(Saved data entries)
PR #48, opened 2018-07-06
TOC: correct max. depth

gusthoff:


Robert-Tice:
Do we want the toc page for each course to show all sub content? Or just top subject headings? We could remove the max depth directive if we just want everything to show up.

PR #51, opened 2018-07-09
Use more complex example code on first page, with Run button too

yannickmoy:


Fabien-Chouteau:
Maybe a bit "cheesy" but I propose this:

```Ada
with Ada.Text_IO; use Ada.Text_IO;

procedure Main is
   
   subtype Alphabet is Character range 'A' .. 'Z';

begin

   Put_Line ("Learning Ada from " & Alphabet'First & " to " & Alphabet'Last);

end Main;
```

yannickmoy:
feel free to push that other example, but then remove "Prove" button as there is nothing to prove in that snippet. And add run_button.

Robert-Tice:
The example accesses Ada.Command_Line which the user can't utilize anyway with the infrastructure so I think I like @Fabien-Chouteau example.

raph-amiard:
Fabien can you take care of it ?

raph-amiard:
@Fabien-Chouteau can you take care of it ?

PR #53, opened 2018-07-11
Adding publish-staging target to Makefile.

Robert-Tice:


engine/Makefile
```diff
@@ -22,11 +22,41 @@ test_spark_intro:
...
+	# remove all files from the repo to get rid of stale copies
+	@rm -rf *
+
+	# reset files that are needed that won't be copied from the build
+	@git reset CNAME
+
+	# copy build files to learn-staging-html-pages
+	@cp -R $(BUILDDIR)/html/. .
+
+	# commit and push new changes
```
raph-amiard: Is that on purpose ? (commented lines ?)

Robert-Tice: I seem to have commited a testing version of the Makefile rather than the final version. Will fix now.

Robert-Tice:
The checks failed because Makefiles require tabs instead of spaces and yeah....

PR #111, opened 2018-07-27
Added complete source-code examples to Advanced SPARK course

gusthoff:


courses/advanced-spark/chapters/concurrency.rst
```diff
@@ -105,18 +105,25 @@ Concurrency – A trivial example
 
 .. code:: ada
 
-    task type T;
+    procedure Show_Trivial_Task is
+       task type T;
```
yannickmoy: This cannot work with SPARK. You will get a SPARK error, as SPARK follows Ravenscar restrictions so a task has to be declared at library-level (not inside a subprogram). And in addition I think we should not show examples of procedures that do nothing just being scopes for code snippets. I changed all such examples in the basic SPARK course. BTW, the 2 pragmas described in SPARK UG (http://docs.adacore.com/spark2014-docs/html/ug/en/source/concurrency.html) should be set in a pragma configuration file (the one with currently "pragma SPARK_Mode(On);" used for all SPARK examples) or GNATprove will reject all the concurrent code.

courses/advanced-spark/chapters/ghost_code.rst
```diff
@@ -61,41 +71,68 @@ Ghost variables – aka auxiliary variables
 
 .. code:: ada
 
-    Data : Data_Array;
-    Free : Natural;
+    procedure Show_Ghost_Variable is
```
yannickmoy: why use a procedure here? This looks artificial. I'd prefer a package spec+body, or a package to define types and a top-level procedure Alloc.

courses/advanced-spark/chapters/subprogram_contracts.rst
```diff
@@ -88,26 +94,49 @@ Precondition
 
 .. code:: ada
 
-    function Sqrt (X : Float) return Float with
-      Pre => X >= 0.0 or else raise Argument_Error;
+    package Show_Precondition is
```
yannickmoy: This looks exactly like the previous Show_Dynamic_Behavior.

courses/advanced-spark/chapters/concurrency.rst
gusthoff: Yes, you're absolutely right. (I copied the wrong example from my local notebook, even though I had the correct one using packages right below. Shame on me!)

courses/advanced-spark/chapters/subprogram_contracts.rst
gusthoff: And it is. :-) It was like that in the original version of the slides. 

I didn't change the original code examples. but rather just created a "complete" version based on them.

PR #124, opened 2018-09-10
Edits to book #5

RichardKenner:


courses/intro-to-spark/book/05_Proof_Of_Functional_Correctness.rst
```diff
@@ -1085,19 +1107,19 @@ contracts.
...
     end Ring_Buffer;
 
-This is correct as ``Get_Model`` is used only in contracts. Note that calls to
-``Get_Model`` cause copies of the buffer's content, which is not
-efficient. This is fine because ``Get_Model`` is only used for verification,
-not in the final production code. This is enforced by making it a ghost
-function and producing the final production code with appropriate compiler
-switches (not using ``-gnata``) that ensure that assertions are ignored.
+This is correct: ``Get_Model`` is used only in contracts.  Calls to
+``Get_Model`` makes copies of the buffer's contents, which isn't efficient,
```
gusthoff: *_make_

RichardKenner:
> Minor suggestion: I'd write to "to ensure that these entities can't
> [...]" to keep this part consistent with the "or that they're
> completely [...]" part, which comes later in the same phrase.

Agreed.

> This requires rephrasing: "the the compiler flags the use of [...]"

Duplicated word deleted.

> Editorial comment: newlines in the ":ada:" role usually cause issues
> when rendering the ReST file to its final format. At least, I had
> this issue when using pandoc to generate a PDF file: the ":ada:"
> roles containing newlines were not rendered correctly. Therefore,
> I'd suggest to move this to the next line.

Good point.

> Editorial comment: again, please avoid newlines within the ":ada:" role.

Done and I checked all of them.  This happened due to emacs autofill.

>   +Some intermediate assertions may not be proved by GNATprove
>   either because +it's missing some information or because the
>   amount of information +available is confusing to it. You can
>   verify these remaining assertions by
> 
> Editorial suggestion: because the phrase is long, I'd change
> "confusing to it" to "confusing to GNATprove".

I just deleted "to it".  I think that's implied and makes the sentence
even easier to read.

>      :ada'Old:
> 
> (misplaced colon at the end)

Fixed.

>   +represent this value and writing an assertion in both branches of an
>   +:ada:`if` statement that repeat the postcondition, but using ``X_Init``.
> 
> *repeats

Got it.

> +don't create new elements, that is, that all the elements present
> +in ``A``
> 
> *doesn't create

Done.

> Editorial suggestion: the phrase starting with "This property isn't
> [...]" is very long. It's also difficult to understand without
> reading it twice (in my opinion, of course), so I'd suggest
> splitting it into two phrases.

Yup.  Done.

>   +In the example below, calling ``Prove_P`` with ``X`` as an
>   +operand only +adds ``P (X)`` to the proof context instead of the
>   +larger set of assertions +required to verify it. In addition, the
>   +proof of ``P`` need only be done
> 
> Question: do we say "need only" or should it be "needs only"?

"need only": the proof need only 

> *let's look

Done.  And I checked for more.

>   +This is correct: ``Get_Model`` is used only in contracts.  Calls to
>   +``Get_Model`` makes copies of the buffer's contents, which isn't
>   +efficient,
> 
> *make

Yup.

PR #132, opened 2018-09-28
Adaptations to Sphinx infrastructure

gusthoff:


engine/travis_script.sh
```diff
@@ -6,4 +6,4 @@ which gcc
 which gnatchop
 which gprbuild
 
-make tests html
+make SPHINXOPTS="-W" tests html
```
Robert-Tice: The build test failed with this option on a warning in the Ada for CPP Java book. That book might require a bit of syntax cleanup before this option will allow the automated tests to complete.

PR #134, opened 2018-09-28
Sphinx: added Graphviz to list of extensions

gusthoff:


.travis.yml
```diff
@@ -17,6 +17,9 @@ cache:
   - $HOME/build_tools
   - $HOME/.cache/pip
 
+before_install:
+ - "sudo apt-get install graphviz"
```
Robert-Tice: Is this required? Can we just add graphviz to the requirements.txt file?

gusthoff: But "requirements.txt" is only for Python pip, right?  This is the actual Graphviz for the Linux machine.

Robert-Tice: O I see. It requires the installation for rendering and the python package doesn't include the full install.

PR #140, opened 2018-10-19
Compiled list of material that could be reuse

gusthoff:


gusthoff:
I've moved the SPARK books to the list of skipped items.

--

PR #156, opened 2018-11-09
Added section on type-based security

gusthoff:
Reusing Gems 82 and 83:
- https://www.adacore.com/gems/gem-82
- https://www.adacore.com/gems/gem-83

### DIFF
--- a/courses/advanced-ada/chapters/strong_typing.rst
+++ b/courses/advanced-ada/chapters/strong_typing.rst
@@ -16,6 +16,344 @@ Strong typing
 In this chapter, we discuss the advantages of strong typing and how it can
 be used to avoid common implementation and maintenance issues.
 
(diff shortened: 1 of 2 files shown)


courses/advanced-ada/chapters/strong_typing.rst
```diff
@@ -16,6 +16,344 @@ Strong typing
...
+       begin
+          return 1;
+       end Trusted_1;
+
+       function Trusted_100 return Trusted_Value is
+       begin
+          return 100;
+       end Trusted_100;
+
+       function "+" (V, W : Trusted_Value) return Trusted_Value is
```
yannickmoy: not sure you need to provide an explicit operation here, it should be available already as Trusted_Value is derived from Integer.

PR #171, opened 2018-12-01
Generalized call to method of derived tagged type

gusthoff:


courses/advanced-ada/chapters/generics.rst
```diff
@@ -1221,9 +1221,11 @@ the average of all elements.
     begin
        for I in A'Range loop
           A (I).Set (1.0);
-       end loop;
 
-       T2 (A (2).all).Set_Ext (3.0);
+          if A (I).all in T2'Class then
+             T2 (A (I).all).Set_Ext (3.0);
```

* * *

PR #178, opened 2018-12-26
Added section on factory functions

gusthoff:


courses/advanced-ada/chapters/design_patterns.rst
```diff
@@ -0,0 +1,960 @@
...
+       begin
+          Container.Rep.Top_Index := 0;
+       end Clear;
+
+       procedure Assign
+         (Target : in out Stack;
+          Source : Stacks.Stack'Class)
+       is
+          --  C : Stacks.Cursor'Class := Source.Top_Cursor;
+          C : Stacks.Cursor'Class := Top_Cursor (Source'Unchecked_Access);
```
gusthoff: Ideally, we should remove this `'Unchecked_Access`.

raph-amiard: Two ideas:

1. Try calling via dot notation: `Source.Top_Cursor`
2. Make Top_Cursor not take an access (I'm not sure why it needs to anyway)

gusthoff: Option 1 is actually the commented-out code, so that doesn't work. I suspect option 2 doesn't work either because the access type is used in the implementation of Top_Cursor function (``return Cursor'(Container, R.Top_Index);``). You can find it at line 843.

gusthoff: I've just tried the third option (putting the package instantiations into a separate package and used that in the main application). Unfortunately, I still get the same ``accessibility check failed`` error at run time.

- **What you have to do**: Return a copy of each line in the entries that contains "based".

- **Completed task**:
I didn't change the original code examples. but rather just created a "complete" version based on them.
Added section on type-based security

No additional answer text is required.